Society for Research on Adolescence (SRA) Biennial Meeting
April 12-14, 2018
Minneapolis, Minnesota
 
Presentation Title: "Parenting with Purpose: Influences of Promotion and Prevention Strategies on Black Adolescents’ Developmental Outcomes" (poster)
​Authors: Nestor Tulagan, Jacquelynne Eccles
 
Abstract
 
​​According to a Family Management perspective (Furstenberg, Cook, Eccles, Elder, & Sameroff, 1999), parents simultaneously promote positive goals for their children and prevent negative experiences that may impede their children’s academic potential. Within Black families, parents’ role in youths’ positive development may be especially important, given Black adolescents’ numerous challenges. Along with a history of academic underachievement (Musu-Gillette et al., 2016), Black youths face other challenges that undermine Black adolescents’ academic and psychological well-being (Wong, Eccles, Sameroff, 2003; Benner & Graham, 2009). However, parents’ support strategies are known to promote Black adolescents’ positive motivational and academic outcomes (Harackiewicz, Rozek, Hulleman & Hyde, 2012; Wang & Sheikh-Khalil, 2014; Wang & Eccles, 2012; Wang, Hill, & Hofkens, 2014; Gutman & Eccles, 1999; Hill & Tyson, 2009), as well as minimize negative psychological outcomes (Wang & Sheikh-Khalil, 2014; Cunningham & Swanson, 2010). 

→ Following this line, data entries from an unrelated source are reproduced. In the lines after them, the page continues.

PR #414, opened 2022-10-25
Update readthedocs config to version 2

alexfikl:
The documentation for the new config format is at
https://docs.readthedocs.io/en/stable/config-file/v2.html#python-install

As far as I can tell, this is correct, but I obviously can't test it :(
I haven't managed to get these configs right from the first try, so it's likely it'll need some fiddling after merging..

### DIFF
--- a/.readthedocs.yml
+++ b/.readthedocs.yml
@@ -1,5 +1,17 @@
+version: 2
+
+sphinx:
+  configuration: docs/source/conf.py
+
+build:
+  os: ubuntu-20.04
+  tools:
+    python: "3.10"
+
 python:
-  version: 3.5
-  pip_install: true
-  extra_requirements:
-    - develop
+  install:
+    - method: pip
+      path: .
+      extra_requirements:
+        - develop
+  system_packages: true


.readthedocs.yml
```diff
@@ -1,5 +1,17 @@
+version: 2
+
+sphinx:
+  configuration: docs/source/conf.py
+
+build:
+  os: ubuntu-20.04
+  tools:
+    python: "3.10"
```
alexfikl, line 9: This was previously set to python 3.5 (i.e. oldest version supported) and this sets it to 3.10 (i.e. newest version supported). 

Any preference here? I would say latest version is better, since it has newer versions of packages, especially `sphinx` itself.

alejandrogallo: I agree, for documentation let's stick with what it works!

alejandrogallo:
Yeah, since we have the CI failing anyways let's merge it and see if this works.
If not then maybe we can host the docs anyways ourselves through gh-pages, I normally do that.

alexfikl:
> Yeah, since we have the CI failing anyways let's merge it and see if this works. If not then maybe we can host the docs anyways ourselves through gh-pages, I normally do that.

Found a little typo in #418 but it all seems to be working now, i.e. all the commands show up and everything on
https://papis.readthedocs.io/en/latest/commands.html

Thanks for taking a look!

PR #1033, opened 2025-06-12
docs: simplify Long descriptions for reconcile and add-github-app commands

Sylani-55:
Updated Long descriptions for:
- `reconcile`: Clarified its purpose as synchronizing the local RSL.
- `add-github-app`: Explained its role in adding a GitHub App key.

Existing studies have failed to take into account the ways in which parents employ strategies to specifically address a variety of goals and aims. Given that parents may engage in strategies for different reasons (Furstenberg et al., 1999; Gutman & McLoyd, 2003), contextualizing parenting strategies for the aims they are intended to address is needed to more clearly understand the pathways through which parental strategies influence different developmental outcomes.
Research Goals. This study examined two types of parenting behaviors: promotion strategies to foster adolescents’ skills and prevention strategies to preclude negative experiences (Furstenberg et al., 1999). Our objectives involved examining the extent to which Black parents’ promotion and prevention strategies differentially predict changes to Black adolescents’ academic functioning and psychological well-being.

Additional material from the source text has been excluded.